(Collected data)
+ + + +
PR #177, opened 2024-12-10
Make an expired cookie

rtyley:

PR #187, opened 2025-03-19
Strongly-type time fields

rtyley:
This changes extracts part of https://github.com/guardian/pan-domain-authentication/pull/185: it takes the parts that strongly-type the time fields to use the `java.time` classes `Instant` & `Duration`, while leaving the grace-period-related parts for that other PR.

Note that some consuming code in [several apps](https://github.com/search?q=org%3Aguardian+%22apiGracePeriod+%3D%22+NOT+repo%3Aguardian%2Fpan-domain-authentication&type=code) will need to be updated to reflect the new `Instant` type of `apiGracePeriod`.

### The time-unit of the `expires` field... _milliseconds_ or _seconds_ since the epoch?

`expires` is a field in two places:

* the serialised, Base64-encoded value in Panda's `gutoolsAuth-assym` cookie
* the field on the [`AuthenticatedUser`](https://github.com/guardian/pan-domain-authentication/blob/fb75c04bb7436faae1f71f93ebd7532a39ea8a51/pan-domain-auth-verification/src/main/scala/com/gu/pandomainauth/model/AuthenticatedUser.scala#L5) case class - where it was represented by a `Long`

It's actually in **milliseconds**, but it was treated [inconsistently](https://github.com/guardian/pan-domain-authentication/pull/187/files#r2003779712) as _seconds_ in Panda's test suite.

We can be certain that `expires` is in milliseconds for these two reasons:

1. Examining a real `gutoolsAuth-assym` cookie and Base64-decoding it, we get a payload like this:
    > firstName=Roberto&lastName=Tyley&...&**expires=1742386198000**&multifactor=true
    
    The value `expires=1742386198000` only [makes sense](https://www.epochconverter.com/) if it's in _milliseconds_ :
    image
1.  The current code for determining `isExpired` compares `expired` to [`new Date().getTime`](https://docs.oracle.com/javase/8/docs/api/java/util/Date.html#getTime--):
    https://github.com/guardian/pan-domain-authentication/blob/3b00ea4d92a95b8d4eda718cf01d1c3a1fa696b5/pan-domain-auth-verification/src/main/scala/com/gu/pandomainauth/model/AuthenticatedUser.scala#L7
    `new Date().getTime` returns _"the number of **milliseconds** since January 1, 1970, 00:00:00 GMT"_

## See also

* https://github.com/guardian/pan-domain-authentication/pull/188

### DIFF
--- a/pan-domain-auth-play/src/main/scala/com/gu/pandomainauth/service/OAuth.scala
+++ b/pan-domain-auth-play/src/main/scala/com/gu/pandomainauth/service/OAuth.scala
@@ -8,6 +8,7 @@ import play.api.mvc.{RequestHeader, Result}
 
 import java.math.BigInteger
 import java.security.SecureRandom
+import java.time.Instant
 import java.util.concurrent.atomic.AtomicReference
 import scala.concurrent.{ExecutionContext, Future}
 import scala.language.postfixOps
@@ -96,8 +97,8 @@ class OAuth(config: OAuthSettings, system: String, redirectUrl: String)(implicit
                   ),
                   authenticatingSystem = system,
                   authenticatedIn = Set(system),
-                  jwt.claims.exp * 1000,
-                  false
+                  expires = Instant.ofEpochSecond(jwt.claims.exp), // https://stackoverflow.com/a/39926886/438886
+                  multiFactor = false
                 )
               }
             }
--- a/pan-domain-auth-play/src/main/scala/com/gu/pandomainauth/service/OAuth.scala
+++ b/pan-domain-auth-play/src/main/scala/com/gu/pandomainauth/service/OAuth.scala
@@ -97,7 +97,11 @@ class OAuth(config: OAuthSettings, system: String, redirectUrl: String)(implicit
                   ),
                   authenticatingSystem = system,
                   authenticatedIn = Set(system),
-                  expires = Instant.ofEpochSecond(jwt.claims.exp), // https://stackoverflow.com/a/39926886/438886
+                  // The JWT standard specifies that `exp` is a `NumericDate`,
+                  // which is defined as an epoch time in *seconds*
+                  // (unlike the Panda cookie `expires` which is in milliseconds)
+                  // https://www.rfc-editor.org/rfc/rfc7519#section-4.1.4
+                  expires = Instant.ofEpochSecond(jwt.claims.exp),
                   multiFactor = false
                 )
               }
--- a/pan-domain-auth-verification/src/main/scala/com/gu/pandomainauth/service/CookieUtils.scala
+++ b/pan-domain-auth-verification/src/main/scala/com/gu/pandomainauth/service/CookieUtils.scala
@@ -4,6 +4,7 @@ import com.gu.pandomainauth.model.{AuthenticatedUser, User}
 import com.gu.pandomainauth.service.CookieUtils.CookieIntegrityFailure.{MalformedCookieText, MissingOrMalformedUserData, SignatureNotValid}
 import com.gu.pandomainauth.service.CryptoConf.{Signing, Verification}
 
+import java.time.Instant
 import scala.util.Try
 
 object CookieUtils {
@@ -23,7 +24,7 @@ object CookieUtils {
       authUser.user.avatarUrl.map(a => s"&avatarUrl=$a").getOrElse("") +
       s"&system=${authUser.authenticatingSystem}" +
       s"&authedIn=${authUser.authenticatedIn.mkString(",")}" +
-      s"&expires=${authUser.expires}" +
+      s"&expires=${authUser.expires.toEpochMilli}" +
       s"&multifactor=${authUser.multiFactor}"
 
   private[service] def deserializeAuthenticatedUser(serializedForm: String): Option[AuthenticatedUser] = {
@@ -45,7 +46,7 @@ object CookieUtils {
       user = User(firstName, lastName, email, data.get("avatarUrl")),
       authenticatingSystem = system,
       authenticatedIn = Set(authedIn.split(",").toSeq :_*),
-      expires = expires,
+      expires = Instant.ofEpochMilli(expires),
       multiFactor = multiFactor
     )
   }
--- a/pan-domain-auth-verification/src/test/scala/com/gu/pandomainauth/PanDomainTest.scala
+++ b/pan-domain-auth-verification/src/test/scala/com/gu/pandomainauth/PanDomainTest.scala
@@ -7,7 +7,10 @@ import org.scalatest.Inside
 import org.scalatest.freespec.AnyFreeSpec
 import org.scalatest.matchers.should.Matchers
 
-import java.util.Date
+import java.time.Duration.{ZERO, ofMillis}
+import java.time.Instant.now
+import java.time.temporal.ChronoUnit.MILLIS
+import java.time.{Duration, Instant}
 
 class PanDomainTest extends AnyFreeSpec with Matchers with Inside {
   import com.gu.pandomainauth.service.TestKeys._
@@ -16,14 +19,22 @@ class PanDomainTest extends AnyFreeSpec with Matchers with Inside {
   def authStatus(
     cookieData: String,
     validateUser: AuthenticatedUser => Boolean = _ => true,
-    apiGracePeriod: Long = 0,
+    apiGracePeriod: Duration = ZERO,
     system: String = "testsuite",
     cacheValidation: Boolean = false,
     forceExpiry: Boolean = false,
   ) = PanDomain.authStatus(cookieData, OnlyVerification(testPublicKey.key), validateUser, apiGracePeriod, system, cacheValidation, forceExpiry)
 
   "authStatus" - {
-    val authUser = AuthenticatedUser(User("test", "user", "test.user@example.com", None), "testsuite", Set("testsuite"), new Date().getTime + 86400, multiFactor = true)
+    val authUser = AuthenticatedUser(
+      User("test", "user", "test.user@example.com", None),
+      "testsuite",
+      Set("testsuite"),
+      // The expiry is serialised to millisecond accuracy
+      // so this needs to be at the same precision for comparison.
+      now().plusMillis(86400).truncatedTo(MILLIS),
+      multiFactor = true
+    )
     val validCookieData = CookieUtils.generateCookieData(authUser, signingWith(testPrivateKey.key))
 
     "returns `Authenticated` for valid cookie data that passes the validation check" in {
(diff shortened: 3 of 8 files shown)


pan-domain-auth-play/src/main/scala/com/gu/pandomainauth/service/OAuth.scala
```diff
@@ -96,8 +97,8 @@ class OAuth(config: OAuthSettings, system: String, redirectUrl: String)(implicit
                   ),
                   authenticatingSystem = system,
                   authenticatedIn = Set(system),
-                  jwt.claims.exp * 1000,
-                  false
+                  expires = Instant.ofEpochSecond(jwt.claims.exp), // https://stackoverflow.com/a/39926886/438886
+                  multiFactor = false
```
rtyley, line 101: As explained in this [Stackoverflow answer](https://stackoverflow.com/a/39926886/438886), RFC 7519 [states that](https://www.rfc-editor.org/rfc/rfc7519#section-4.1.4) `exp` is a `NumericDate`, and that `NumericDate` is the number of **seconds** (not milliseconds) since the epoch - which is why we were multiplying by `1000` to get to the number of milliseconds for `expires` in the old code.

Now that `expires` is a strongly-typed `Instant`, we can use the explicit `Instant.ofEpochSecond()` method to make clear what conversion we're using.

pan-domain-auth-verification/src/main/scala/com/gu/pandomainauth/service/CookieUtils.scala
```diff
@@ -23,7 +24,7 @@ object CookieUtils {
       authUser.user.avatarUrl.map(a => s"&avatarUrl=$a").getOrElse("") +
       s"&system=${authUser.authenticatingSystem}" +
       s"&authedIn=${authUser.authenticatedIn.mkString(",")}" +
-      s"&expires=${authUser.expires}" +
+      s"&expires=${authUser.expires.toEpochMilli}" +
```
rtyley, line 27: As we've established, the `expires` field in the cookie payload is in **milliseconds**:

> firstName=Roberto&lastName=Tyley&...&**expires=1742386198000**&multifactor=true

pan-domain-auth-verification/src/main/scala/com/gu/pandomainauth/service/CookieUtils.scala
```diff
@@ -45,7 +46,7 @@ object CookieUtils {
       user = User(firstName, lastName, email, data.get("avatarUrl")),
       authenticatingSystem = system,
       authenticatedIn = Set(authedIn.split(",").toSeq :_*),
-      expires = expires,
+      expires = Instant.ofEpochMilli(expires),
```
rtyley, line 49: Here we're reading _out_ of the cookie payload, and `expires` field in the Panda cookie payload is *milliseconds**.

pan-domain-auth-verification/src/test/scala/com/gu/pandomainauth/PanDomainTest.scala
```diff
@@ -49,30 +60,48 @@ class PanDomainTest extends AnyFreeSpec with Matchers with Inside {
...
+      // Therefore, we have one minute left of the custom 2-hour grace period.
+      val expiredAuthUser = authUser.copy(expires = now() minus customGracePeriod.minusMinutes(1))
       val cookieData = CookieUtils.generateCookieData(expiredAuthUser, signingWith(testPrivateKey.key))
 
-      authStatus(cookieData, apiGracePeriod = 3600) shouldBe a [GracePeriod]
+      authStatus(cookieData, apiGracePeriod = Some(customGracePeriod)) shouldBe a [GracePeriod]
+    }
+
+
+    "returns `Expired` if cookie has not expired, but forceExpiry is set" in {
```
joelochlann, line 102: @rtyley this is the only mention of `forceExpiry` in the tests.

It makes it clear that when the cookie is fresh, setting `forceExpiry` to `true` will give an `AuthenticationStatus` of `Expired`.

However, it doesn't specify the behaviour wrt grace period.

It looks to me like the existing behaviour in `checkStatus` is that if you are in period C below (aka the grace period), then `forceExpiry` will never work!

```
Panda cookie:  issued       expires
               |-- 1 hour --|--24 hours------------------------------|
            A--|----B-------|--C-------------------------------------|--D----
```


This seems accidental. Why should the grace period "protect" you from forced expiry?

joelochlann: One other useful thing I discovered: the backstory of `forceExpiry`, apparently just for debug purposes https://github.com/guardian/pan-domain-authentication/blob/a9e2027516ad1f7e424e7f2dd8b2c918c1482e76/pan-domain-auth-play/src/main/scala/com/gu/pandomainauth/action/Actions.scala#L105-L109

rtyley: > the backstory of `forceExpiry`, apparently just for debug purposes

Ah yeah, just found the PR:

* https://github.com/guardian/pan-domain-authentication/pull/117

...it's a convenient way to simulate an expired cookie, but I don't think it addresses the distinction between expired/grace-period/acceptable/fresh... what happens if you want to be in- or out - of the grace-period?

Possibly finishing off this debug tool might be an alternative - not as convenient to use though:

* https://github.com/guardian/pan-domain-authentication/pull/177

...but at least it would simplify the code in `checkStatus()`.

pan-domain-auth-verification/src/test/scala/com/gu/pandomainauth/PanDomainTest.scala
+ + + +
■ YOUR OBJECTIVE
Report back each line of the entries that holds the string "convenient".

■ RESPONSE TO THE TASK
...it's a convenient way to simulate an expired cookie, but I don't think it addresses the distinction between expired/grace-period/acceptable/fresh... what happens if you want to be in- or out - of the grace-period?
Possibly finishing off this debug tool might be an alternative - not as convenient to use though:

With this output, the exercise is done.